The stamp illustrated in this note, issued on 21 January 2013, commemorates the birth centennial of Flerov (whose birthday was actually on 2 March 1913) and is the first ever showing the name and symbol of element 114. Flerov was born in Rostov-on-Dov, a port city in Southwestern Russia, not far from the Sea of Azov. He studied nuclear physics at the Leningrad Polytechnic Institute, worked for a while in the laboratory of the legendary nuclear physicist Igor Kurchatov (the “father of the Soviet atomic bomb”) at the Russian Academy of Sciences and, together with Konstantin Petrzhak, discovered in 1940 the spontaneous fission of uranium.

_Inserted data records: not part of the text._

PR #1623, opened 2018-05-30
Fixed a bug where environments could not be deleted.

### LINKED ISSUE #1567: Unable to delete environment
## Expected Behavior

I'd expect to delete an environment that has only been created during tests.

## Current Behavior

```
/usr/bin/sensuctl environment delete test --skip-confirm

{"error":"environment is not empty","code":0}
```

## Possible Solution

It would be handy if the resource keeping an environment from being deleted is printed.  I can imagine this would be very expensive or verbose with lots of resources but in this case there should be nothing, see below.

Unsure how to reproduce as my acceptance testing will create resources then delete them so nothing should be persisting long enough to stay in a test environment.

## Context

I am running acceptance tests for Puppet sensu module and an environment is created, modified then deleted and the deletion is failing.  This only manifests itself when other resources before this environment are created.  What's making this strange is nothing is added or modified while between environment creation and deletion attempt.  

I'm unsure how to debug this issue as seems like this environment should have no resources associated with it and thus should be allowed to be deleted.

CC: @ghoneycutt

## Your Environment

* Sensu version used (sensuctl, sensu-backend, and/or sensu-agent): Nightly as of 05/20/2018
* Installation method (packages, binaries, docker etc.): RPM
* Operating System and version (e.g. Ubuntu 14.04): EL7

echlebek:
This commit fixes a bug where environments could not be deleted if
the organization they reside in has one or more assets.

Assets do not exist within environments, so there is no reason to
consider them when deleting environments.

This commit also stops the environment store from reporting an
error when an environment that doesn't exist is deleted.

Closes #1567


backend/store/etcd/environment_store_test.go
```diff
@@ -71,3 +67,38 @@ func TestEnvStorage(t *testing.T) {
 		assert.Equal(t, 1, len(envs))
 	})
 }
+
+func TestDeleteEnvironment_GH1567(t *testing.T) {
```
nikkiki: Perhaps I'm missing some context here, but what does `GH1567` mean?

backend/store/etcd/environment_store_test.go
```diff
@@ -71,3 +67,38 @@ func TestEnvStorage(t *testing.T) {
...
+		ctx := context.Background()
+		ctx = context.WithValue(ctx, types.OrganizationKey, "default")
+		ctx = context.WithValue(ctx, types.EnvironmentKey, "foo")
+
+		env := types.FixtureEnvironment("foo")
+		require.NoError(t, store.UpdateEnvironment(ctx, env))
+
+		// Second delete should succeed
+		require.NoError(t, store.DeleteEnvironment(ctx, env))
+		require.NoError(t, store.DeleteEnvironment(ctx, env))
```
nikkiki: Could you help me understand why this is the desired action? If an environment has been deleted and does not exist, why wouldn't it return an error when you attempt to delete it again?

backend/store/etcd/environment_store_test.go
echlebek: That's the issue this test was written to reproduce. (GH stands for Github)

backend/store/etcd/environment_store_test.go
echlebek: It's because HTTP DELETE needs to be idempotent. See https://www.w3.org/Protocols/rfc2616/rfc2616-sec9.html for more information.

backend/store/etcd/environment_store_test.go
nikkiki: Ah very cool!

echlebek:
@cyphus I think Sean and Greg designed assets to be scoped to Organizations so that Environments could reuse them.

Following service in the Soviet Army during the Second World War and pioneering research in heavy-ion physics at the Institute of Atomic Energy in Moscow, he became the founding director of the Laboratory of Nuclear Reactions at the JINR, a position he held for more than 30 years (1957-1989). With due respect to the provisional systematic nomenclature devised by IUPAC for newly synthesized elements, flerovium is clearly an excellent choice for the element formerly known as ununquadium!